Implementation:Apache Paimon FaissVectorIndexOptions Configuration

From Leeroopedia


Knowledge Sources
Domains Data_Lake, Vector_Search
Last Updated 2026-02-07 00:00 GMT

Overview

Concrete tool for configuring FAISS vector index parameters in Paimon tables.

Description

FaissVectorIndexOptions is a dataclass that encapsulates all FAISS index configuration. It supports 5 index types (FLAT, HNSW, IVF, IVF_PQ, IVF_SQ8), 2 distance metrics (L2, INNER_PRODUCT), and parameters for each index type. The from_options() class method creates the configuration from a dictionary of table options.
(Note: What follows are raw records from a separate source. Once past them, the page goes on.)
PR #2021, opened 2026-04-09
Replace protobuf/abseil submodules with vendored sources

kateinoigakukun:
Fixes apple/swift-protobuf#2000.

SwiftPM recursively checks out git submodules during package resolution. The protobuf and abseil submodules are large C++ repositories, but every consumer has to pay the cost of fetching them for every checkout because SwiftPM cannot cache submodules as their bare repositories.

This PR replace protobuf/abseil submodules with vendored sources.

## Commits

1. Add protobuf vendor update automation
3. Remove protobuf and abseil submodule
4. Vendor protobuf and abseil

Reviewers can focus on the first commit; commits 2 and 3 are mechanical.

## Alternative Considered

git subtree was also considered but ruled out: it does not support selective path filtering across multiple directories (we only need a subset of files from each repo).


FranzBusch:
Marking this PR as a `minor` even though it doesn't change public API just to indicate that there is a larger internal change.

kateinoigakukun:
@FranzBusch I forgot to include .proto files used in tests. Would you mind kicking the CI again?

FranzBusch (approved):

allevato (approved):

FranzBusch:
Thanks @kateinoigakukun. I updated the branch and if everything passes this should go in. @thomasvl could you help us get a release out with this?

thomasvl:
> Thanks @kateinoigakukun. I updated the branch and if everything passes this should go in. @thomasvl could you help us get a release out with this?

Sure, once it is in, I can look at doing a release within a day or so.

kateinoigakukun:
Thanks!

.github/workflows/update_protobuf.yml
```diff
@@ -15,152 +15,56 @@ jobs:
...
-      if: steps.check_release.outputs.needs_update == 'true'
-      id: abseil_info
-      run: |
-        cd Sources/protobuf/abseil
-        ABSEIL_TAG=$(git describe --tags --abbrev=0 2>/dev/null || echo "commit ${{ steps.check_abseil.outputs.abseil_commit }}")
-        echo "abseil_version=$ABSEIL_TAG" >> $GITHUB_OUTPUT
-        cd ../../..
+    - name: Update vendored dependencies
+      id: update
+      run: python3 scripts/UpdateProtobufSubtrees.py --github-output "$GITHUB_OUTPUT"
```
thomasvl, line 32: Looks like this doesn't work on CI: https://github.com/apple/swift-protobuf/actions/runs/24355578742/job/71121508459

kateinoigakukun: Sorry, just opened a follow-up fix https://github.com/apple/swift-protobuf/pull/2025

carlos-santos-anchor:
~~Are we planning a new release after this change?~~

Apologies, I missed this PR: https://github.com/apple/swift-protobuf/pull/2024

<details><summary>Old question that does not make sense anymore</summary>
<p>

We rely on the version tag and we usually update submodules to get `Sources/protobuf/protobuf`.
Because this PR removed `.gitmodules` we have no way to get to the submodule files.

I am assuming the next tag will include the files, since they were moved in, right?

Also, is #2025 necessary for the fix?

</p>
</details>

PR #2024, opened 2026-04-13
Version bump for a release.

thomasvl:


carlos-santos-anchor:
Hi, 

we were hoping to see a new `1.37.0` coming out because this was a change that affected our internal workflows (as submodules were removed - our swift codegen process broke).

We are adapting our workflow to use the files in the repo and not in submodules, but we would need this version out.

The options are stored as table properties with the vector. prefix.

Supporting enums include:

  • FaissVectorMetric: Defines the distance metric used for similarity computation (L2 for Euclidean distance, INNER_PRODUCT for dot product / cosine similarity).
  • FaissIndexType: Defines the ANN algorithm used for indexing (FLAT, HNSW, IVF, IVF_PQ, IVF_SQ8).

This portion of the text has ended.